Checkpoint implementation in code

Take 13.2, the latest version of PostgreSQL, as an example to explain the checkpoint implementation. In order to make it easier to understand, the following code will be simplified to remove locking and so on.

First, we navigate to the xlog.c file’s CreateCheckPoint function, which, as its name suggests, performs a checkpoint operation.

According to our logic, checkpoint should create a redo Point first.

curInsert = XLogBytePosToRecPtr(Insert->CurrBytePos); . . freespace =INSERT_FREESPACE(curInsert);
if (freespace == 0)
{
        if (XLogSegmentOffset(curInsert, wal_segment_size) == 0)
                curInsert += SizeOfXLogLongPHD;
        else
                curInsert += SizeOfXLogShortPHD;
}
checkPoint.redo = curInsert;
Copy the code

All this code does is find the current last XLOG record location and calculate the next valid XLOG record location.

This is then done in the CheckPointGuts function.

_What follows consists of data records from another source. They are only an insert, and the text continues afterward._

PR #3148, opened 2026-03-02
smartcontract/cli: improve tenant get output with table/JSON formatting

juan-malbeclabs:
## Summary of Changes
- Added `--json` flag to `tenant get` command for machine-readable output
- Replaced flat key-value output with formatted tables using `tabled` for human-readable display
- Tenant config and administrators are now shown as separate tables
- Administrators list is only shown when non-empty
- Expanded test coverage for all combinations of `--json` and admin presence

## Diff Breakdown
| Core logic |     1 | +148 / -14  | +134 |

Single-file change adding structured output (table + JSON) to the `tenant get` CLI command.

<details>

- `smartcontract/cli/src/tenant/get.rs` — rewrote output logic to use `tabled` tables and `serde_json` for `--json` mode; added `ConfigDisplay` and `AdminDisplay` structs; expanded tests

</details>

## Testing Verification
- Unit tests cover table output (with and without administrators) and JSON output (with and without administrators)
- All four combinations of `--json` flag × admin presence are exercised

### DIFF
--- a/smartcontract/cli/src/tenant/get.rs
+++ b/smartcontract/cli/src/tenant/get.rs
@@ -17,25 +17,17 @@ pub struct GetTenantCliCommand {
 
 #[derive(Tabled, Serialize)]
 struct ConfigDisplay {
-    #[tabled(rename = "account")]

/* * Flush all data in shared memory to disk, and fsync * * This is the common code shared between regular checkpoints and * recovery restartpoints. */
static void
CheckPointGuts(XLogRecPtr checkPointRedo, int flags)
{
	CheckPointCLOG();
	CheckPointCommitTs();
	CheckPointSUBTRANS();
	CheckPointMultiXact();
	CheckPointPredicate();
	CheckPointRelationMap();
	CheckPointReplicationSlots();
	CheckPointSnapBuild();
	CheckPointLogicalRewriteHeap();
	CheckPointBuffers(flags);	/* performs all required fsyncs */
	CheckPointReplicationOrigin();
	/* We deliberately delay 2PC checkpointing as long as possible */
	CheckPointTwoPhase(checkPointRedo);
}
Copy the code

After the flush is complete, checkpoint should be written to WAL as a log.

/* * Now insert the checkpoint record into XLOG. */
XLogBeginInsert();
XLogRegisterData((char *) (&checkPoint),sizeof(checkPoint));
recptr = XLogInsert(RM_XLOG_ID, shutdown ? XLOG_CHECKPOINT_SHUTDOWN : XLOG_CHECKPOINT_ONLINE);
XLogFlush(recptr);
Copy the code

The checkpoint has been recorded in the WAL log. The last thing you need to do is update the checkpoint location information in the PG_control file.

/* * Update the control file. */
if (shutdown)
        ControlFile->state = DB_SHUTDOWNED;
ControlFile->checkPoint = ProcLastRecPtr;
ControlFile->checkPointCopy = checkPoint;
ControlFile->time = (pg_time_t) time(NULL);

/* crash recovery should always recover to the end of WAL */
ControlFile->minRecoveryPoint = InvalidXLogRecPtr;
ControlFile->minRecoveryPointTLI = 0;

ControlFile->unloggedLSN = XLogCtl->unloggedLSN;

UpdateControlFile(); // Update the control file
Copy the code

When does checkpoint run

This part is not the focus of this article, so I will briefly mention it.

  1. The system periodically runs checkpoint. You can set the checkpoint interval.
  2. Manually run the checkpoint command to perform a checkpoint operation.